Questions raised about surplus
Government underestimated corporate tax revenue in each of last three years
Opposition members are raising questions about the $75 million budget surplus announced by the province on Wednesday.
Premier Wade MacLauchlan and Finance Minister Heath MacDonald announced on Wednesday the province’s balance sheet for the 201718 fiscal year notched a $75 million surplus. In April of 2017, the province had forecast a surplus of $600,000 for the 2017-’18 year, an amount which was later updated last April to $1.2 million.
MacDonald said the jump from a $1.2 million to $75 million for the period ending March 31, 2018 was due to much higher than expected corporate income, personal income tax and HST revenues. The province has applauded this unexpected windfall and has cast it as an indicator of a surging economy boosted by strong immigration growth.
The surplus will be applied to the province’s debt.
But Hannah Bell, finance critic for the Green Party, said the news was not all rosy. She said the provincial government has had a pattern of underestimating tax revenues from corporate taxation over the last two years.
Bell also said the province may still be taking in more revenue than it is budgeting.
“Those increases in revenues, they’re still ongoing. So now what we have, the government has an undisclosed operating surplus,”
Bell said. “We should not be surprised that tax revenues have increased given the increase in provincial population and the focus on economic growth.”
Bell said it was good news that the Island would be applying the $75 million surplus to pay down the Island’s considerable debt. But she also said many Islanders are falling behind despite the booming economy. She said social program expenditures as a percentage of GDP are at a fiveyear low.
“We’ve been hearing daily from vulnerable Islanders who are being left behind by an economy ‘on a tear,’ and this increased revenue could provide the means to increase program spending in critical areas of need including housing, healthcare and education,” Bell said.
PC finance critic Brad Trivers also took issue $1 billion in total tax revenue taken in by the province.
Trivers said the spending of the province has not reflected the needs of Islanders.
“Government spending is at an all-time high yet wages on P.E.I. continue to be the lowest in the country,” Trivers said. “Government is crowing about prosperity. But it has come from the pockets of hard-working Islanders - not good fiscal management. High taxes and low wages may be a formula that government likes, but it doesn’t work for ordinary Islanders struggling to get by.”
The biggest discrepancy in budgeted versus actual revenue has been through tax revenue. In all, the province collected $38 million more in corporate income tax, $25 million more in HST and $8 million more in personal income tax than budgeted for 2018.
This accounted for most of the $120 million of additional tax revenue seen by the province for the previous year.
Corporate income tax revenues were significantly underestimated over the last two budget cycles. In 2016-17 the province collected $17.7 million more corporate tax than budgeted, while it collected $21.1 million more corporate tax than budgeted in 2015-16.

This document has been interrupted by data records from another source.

PR #3489, opened 2022-06-17
test: use `T.TempDir` to create temporary test directory

Juneezee:
#### Type of change

- Test update

#### Description

A testing cleanup. 

This pull request replaces `ioutil.TempDir` with `t.TempDir`. We can use the `T.TempDir` function from the `testing` package to create temporary directory. The directory created by `T.TempDir` is automatically removed when the test and all its subtests complete. 

This saves us at least 2 lines (error check, and cleanup) on every instance, or in some cases adds cleanup that we forgot.

Reference: https://pkg.go.dev/testing#T.TempDir

```go
func TestFoo(t *testing.T) {
	// before
	tmpDir, err := ioutil.TempDir("", "")
	require.NoError(t, err)
	defer os.RemoveAll(tmpDir)

	// now
	tmpDir := t.TempDir()
}
```

### DIFF
--- a/core/committer/txvalidator/v14/validator_test.go
+++ b/core/committer/txvalidator/v14/validator_test.go
@@ -9,7 +9,6 @@ package txvalidator_test
 import (
 	"errors"
 	"fmt"
-	"io/ioutil"
 	"os"
 	"strconv"
 	"testing"
@@ -117,7 +116,7 @@ func setupLedgerAndValidatorWithCapabilities(t *testing.T, c *tmocks.Application
 }
 
 func setupLedgerAndValidatorExplicitWithMSP(t *testing.T, cpb *tmocks.ApplicationCapabilities, plugin validation.Plugin, mspMgr msp.MSPManager) (ledger.PeerLedger, txvalidator.Validator, func()) {
-	ledgerMgr, cleanup := constructLedgerMgrWithTestDefaults(t, "txvalidator")
+	ledgerMgr, cleanup := constructLedgerMgrWithTestDefaults(t)
 	gb, err := ctxt.MakeGenesisBlock("TestLedger")
 	require.NoError(t, err)
 	theLedger, err := ledgerMgr.CreateLedger("TestLedger", gb)
@@ -1631,7 +1630,7 @@ func (exec *mockQueryExecutor) GetPrivateDataMetadata(namespace, collection, key
 }
 
 func createCustomSupportAndLedger(t *testing.T) (*mocktxvalidator.Support, ledger.PeerLedger, func()) {
-	ledgerMgr, cleanup := constructLedgerMgrWithTestDefaults(t, "txvalidator")
+	ledgerMgr, cleanup := constructLedgerMgrWithTestDefaults(t)
 	gb, err := ctxt.MakeGenesisBlock("TestLedger")
 	require.NoError(t, err)
 	l, err := ledgerMgr.CreateLedger("TestLedger", gb)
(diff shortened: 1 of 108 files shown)


yacovm (dismissed):
Thanks for the contribution. 

I suggest we hold off merging this PR in the meantime until we cut Fabric 2.5 branch and transition to work on Fabric 3.0, and then we can merge it there. 

We don't want to create unnecessary merge conflicts, and this PR touches a lot of files.

Juneezee:
Rebased onto `main`.

bestbeforetoday:
I particularly like this change since the ioutil package has been deprecated since Go 1.16. 👍

bestbeforetoday:
@yacov are you thinking this change should only go into **main** and not the **release-2.5** branch? If that is the case, it seems like a wide-ranging change to unit test like this could cause issues, as all changes made for v2.5 will also need to be applied to main.

yacovm:
> @yacov are you thinking this change should only go into **main** and not the **release-2.5** branch? If that is the case, it seems like a wide-ranging change to unit test like this could cause issues, as all changes made for v2.5 will also need to be applied to main.

I guess we could put it in release-2.5 so backporting bug fixes would be easier. I don't see any reason other than that.

Juneezee:
I'm not sure what's causing `TestEtcdraft` to fail. I could not reproduce the error on my local machine.

CI test logs: https://github.com/hyperledger/fabric/actions/runs/3030930972/jobs/4896676060

image

yacovm:
> I'm not sure what's causing `TestEtcdraft` to fail. I could not reproduce the error on my local machine.
> 

Welcome to Fabric :-)

Juneezee:
This is really weird. The same CI passed without errors in my fork https://github.com/Juneezee/fabric/actions/runs/3042353726/jobs/4900486546

orderer/consensus/etcdraft/storage_test.go
```diff
@@ -36,7 +37,8 @@ var (
 func setup(t *testing.T) {
 	logger = flogging.NewFabricLogger(zap.NewExample())
 	ram = raft.NewMemoryStorage()
-	dataDir = t.TempDir()
+	dataDir, err = ioutil.TempDir("", "etcdraft-")
```
yacovm: why the revert?

Juneezee: I couldn't find the reason why this is causing the CI unit test to fail. The CI passes when I revert back to `ioutil.TempDir`. 

Should we just continue with `t.TempDir`? What do you think?

yacovm: I'm fine with how it is right now

Juneezee: It seems like the CI unit test _can_ pass with `t.TempDir`... https://github.com/Juneezee/fabric/actions/runs/3046565807/jobs/4909614997

bestbeforetoday: I suspect that some of those unit tests are just a bit flakey in the build environment, and that your change is not the cause of any failure. @yacovm will know better than me though, and should be able to re-trigger failed builds if they are likely to be caused by intermitted test failures.

yacovm: I don't recall storage test to be flaky. chain test is flaky, but that's about it

yacovm (dismissed):
Looks OK, let's get someone else to look at it, in case I missed something

Juneezee:
Rebased onto `main` and resolved conflicts in `orderer/common/server/main_test.go`.

core/committer/txvalidator/v14/validator_test.go
```diff
@@ -1631,7 +1630,7 @@ func (exec *mockQueryExecutor) GetPrivateDataMetadata(namespace, collection, key
 }
 
 func createCustomSupportAndLedger(t *testing.T) (*mocktxvalidator.Support, ledger.PeerLedger, func()) {
-	ledgerMgr, cleanup := constructLedgerMgrWithTestDefaults(t, "txvalidator")
```
ale-linux, line 1634: sorry, possibly misguided Q: why remove the second argument?

Juneezee: See the change at line 1951 below. `constructLedgerMgrWithTestDefaults` now uses the name from `t.TempDir()` as `testDir`.

```diff
- func constructLedgerMgrWithTestDefaults(t *testing.T, testDir string) (*ledgermgmt.LedgerMgr, func()) {
+ func constructLedgerMgrWithTestDefaults(t *testing.T) (*ledgermgmt.LedgerMgr, func()) {
```

ale-linux (approved):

According to a representative from the Department of Finance, the province does not receive final revenue numbers from the Canada Revenue Agency until May and June. The revenue projections from the last few budget cycles have remained “conservative” because of the lag in receiving this information, the representative said.
“Those estimates are continuously refined right up to the time that the financial statements audited by the Auditor General are tabled in the House,” read an e-mailed statement from the Department of Finance.
The 2018 public accounts were audited by the island’s Auditor General.